Records shown START

Issue #1445, opened 2026-03-15
`sparse.csgraph.laplacian`: improve return dtypes


jorenham:
it can currently return things like `onp.Array2D[npc.number] | _spbase | LinearOperator`, which is very awkward

PR #1688, opened 2026-06-03
✨ `sparse.csgraph`: Refine `laplacian` return type

loicdiridollou:
Towards #1445


scipy-stubs/sparse/csgraph/_laplacian.pyi
jorenham, line 1: Comments that briefly explain what the overload covers is something we do quite a bit in scipy-stubs. But we use a specific commenting style that would be nice if you could also adhere to here. See https://github.com/scipy/scipy-stubs/blob/a4504b2faf6f4668f138fa9df4614b7a86f106c5/scipy-stubs/linalg/_decomp_lu.pyi for example.

jorenham (changes requested):
Thanks! The type alias changes make it a bit difficult for me to see what exactly changed here and what the consequences of these changes are. For that it would help if you could rebase onto main, because in the meantime type-tests have been added for `sparse.csgraph.laplacian`, which could help tell us if this leads to any regressions.

scipy-stubs/sparse/csgraph/_laplacian.pyi
loicdiridollou: Thanks for pointing me to another example, tried to improve the comments, let me know if it makes more sense.

tests/sparse/csgraph/test_laplacian.pyi
```diff
@@ -21,6 +21,9 @@ _f64_nd: npt.NDArray[np.float64]
...
 
-_fn2, _diag = laplacian(_f64_nd, form="function", return_diag=True)
-op.test.assert_subtype[Callable[[onp.ToComplex2D], onp.Array2D[npc.number]]](_fn2)
-op.test.assert_subtype[onp.Array1D[npc.number]](_diag)
+fn1 = laplacian(_f64_nd, form="lo")
+op.test.assert_subtype[Callable[[onp.ToComplex2D], onp.Array2D[npc.number]]](fn1)
+
+fn2, diag = laplacian(_f64_nd, form="function", return_diag=True)
+op.test.assert_subtype[Callable[[onp.ToComplex2D], onp.Array2D[npc.number]]](fn2)
+op.test.assert_subtype[onp.Array1D[npc.number]](diag)
```
jorenham: It helps to prefix these temp variables with `_` so that they don't show up in auto-import completions of certain IDEs, i.e. avoiding namespace pollution.

scipy-stubs/sparse/csgraph/_laplacian.pyi
jorenham, line 1: Could you place the per-overload comments directly after the `@overload` decorator? That way they're always aligned, which makes it a bit easier to read

jorenham (changes requested):

scipy-stubs/sparse/csgraph/_laplacian.pyi
loicdiridollou: Pushed an update, let me know if this is where you expected the comments to be

jorenham (changes requested):
The pending CI jobs are because of the new NumPy 2.5 release jobs I recently added, so if you could rebase then we can also test against that here.

The `form="lo"` case is now incorrect: it should return `LinearOperator` (with appropriate shape (so 2d I think) and dtype), but now it would return a plain `Callable`. 
So the type test you added now incorrectly asserts that "form=lo" should return a callable, but that should be a `LinearOperator`.

scipy-stubs/sparse/csgraph/_laplacian.pyi
```diff
@@ -6,75 +6,135 @@ import optype.numpy as onp
...
     symmetrized: bool = False,
-) -> _LaplacianMatrix: ...
+) -> _LaplacianLO: ...
 @overload
-def laplacian(
+def laplacian(  # lo form + return_diag -> LinearOperator + diag
     csgraph: _ToCSGraph,
+    normed: bool = False,
+    *,
+    return_diag: onp.ToTrue,
```
jorenham, line 62: The `return_diag` param can also be used positioally, and since it's the third param, that's a pretty likely to be done in practice. But this changes it so that passing `True` for `return_diag` positionally will no longer be accepted; so that's a regression. The solution is to have another overload like this one that handles the positional `return_diag` case, i.e. where `normed` doesn't have a default.

scipy-stubs/sparse/csgraph/_laplacian.pyi
```diff
@@ -6,75 +6,135 @@ import optype.numpy as onp
...
+    csgraph: _spbase,
+    normed: bool = False,
+    return_diag: onp.ToFalse = False,
+    use_out_degree: bool = False,
+    *,
+    copy: bool = True,
+    form: Literal["array"] = "array",
+    dtype: npt.DTypeLike | None = None,
+    symmetrized: bool = False,
+) -> _spbase: ...
```
jorenham, line 116: Can we narrow this (and in the two overloads below)? returning a bare `_spbase` doesn't really rhyme with the intent of this PR.

scipy-stubs/sparse/csgraph/_laplacian.pyi
```diff
@@ -6,75 +6,135 @@ import optype.numpy as onp
 import optype.numpy.compat as npc
 
 from scipy.sparse._base import _spbase
-from scipy.sparse.linalg import LinearOperator
+from scipy.sparse.linalg._interface import LinearOperator
```
jorenham, line 9: ?

scipy-stubs/sparse/csgraph/_laplacian.pyi
```diff
@@ -6,75 +6,135 @@ import optype.numpy as onp
...
 
 ###
 
 type _LaplacianFunction = Callable[[onp.ToComplex2D], onp.Array2D[npc.number]]
-type _LaplacianMatrix = onp.Array2D[npc.number] | _spbase | LinearOperator
 type _LaplacianDiag = onp.Array1D[npc.number]
+type _LaplacianLO = LinearOperator[npc.number, tuple[int, int]]
 type _ToCSGraph = onp.ToComplex2D | _spbase
-type _Form = Literal["array", "lo"]
+type _FunctionForm = Literal["function"]
```
jorenham, line 17: Why does only "function" have a type alias, and not also the other "lo" and "array" literals? I don't care if you use type aliases or inline the `Literal`s, as long as it's consistent.

scipy-stubs/sparse/csgraph/_laplacian.pyi
```diff
@@ -6,75 +6,135 @@ import optype.numpy as onp
...
 from scipy.sparse._base import _spbase
-from scipy.sparse.linalg import LinearOperator
+from scipy.sparse.linalg._interface import LinearOperator
 
 ###
 
 type _LaplacianFunction = Callable[[onp.ToComplex2D], onp.Array2D[npc.number]]
-type _LaplacianMatrix = onp.Array2D[npc.number] | _spbase | LinearOperator
 type _LaplacianDiag = onp.Array1D[npc.number]
+type _LaplacianLO = LinearOperator[npc.number, tuple[int, int]]
```
jorenham, line 15: The `LinearOperator` without generic arguments also accepts `np.bool_`, but now it doesn't anymore, so this narrows the dtype. Did you verify that at runtime `np.bool_`-values `LinearOperator`s are indeed rejected? Because if there aren't (i.e. accepted) then this should also accept `np.bool_`.

scipy-stubs/sparse/csgraph/_laplacian.pyi
```diff
@@ -6,75 +6,135 @@ import optype.numpy as onp
...
+    return_diag: onp.ToTrue,
+    use_out_degree: bool = False,
+    copy: bool = True,
+    form: Literal["lo"],
+    dtype: npt.DTypeLike | None = None,
+    symmetrized: bool = False,
+) -> tuple[_LaplacianLO, _LaplacianDiag]: ...
+@overload
+def laplacian(  # array form dense input -> dense output
+    csgraph: onp.ToComplex2D,
```
jorenham, line 71: This broadens the accepted `csgraph` types in a type-unsafe way, because at runtime passing a nested sequence of `float` or something will crash.

tests/sparse/csgraph/test_laplacian.pyi
```diff
@@ -21,6 +22,9 @@ _f64_nd: npt.NDArray[np.float64]
 _fn = laplacian(_f64_nd, form="function")
 op.test.assert_subtype[Callable[[onp.ToComplex2D], onp.Array2D[npc.number]]](_fn)
 
+_fn1 = laplacian(_f64_nd, form="lo")
+op.test.assert_subtype[LinearOperator[npc.number, tuple[int, int]]](_fn1)
```
jorenham, line 26: This doesn't cover all overloads that you added.

scipy-stubs/sparse/csgraph/_laplacian.pyi
```diff
@@ -6,75 +6,135 @@ import optype.numpy as onp
...
-    form: _Form = "array",
+    form: Literal["array"] = "array",
     dtype: npt.DTypeLike | None = None,
     symmetrized: bool = False,
-) -> tuple[_LaplacianMatrix, _LaplacianDiag]: ...
+) -> tuple[onp.Array2D[npc.number], _LaplacianDiag]: ...
 @overload
-def laplacian(
-    csgraph: _ToCSGraph,
+def laplacian(  # array form dense input + return_diag -> dense output + diag
```
jorenham, line 94: the comment here is the same as the one above, which tbh kinda defeats the purpose

jorenham (changes requested):

jorenham:
this seems to have stranded, so I'm going to close this in favor of #2095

Records shown END

▶ _Aim of the task_: What is needed is every line of the records above that contains the word "NDArray".

▶ _Task output_:
@@ -21,6 +21,9 @@ _f64_nd: npt.NDArray[np.float64]
@@ -21,6 +22,9 @@ _f64_nd: npt.NDArray[np.float64]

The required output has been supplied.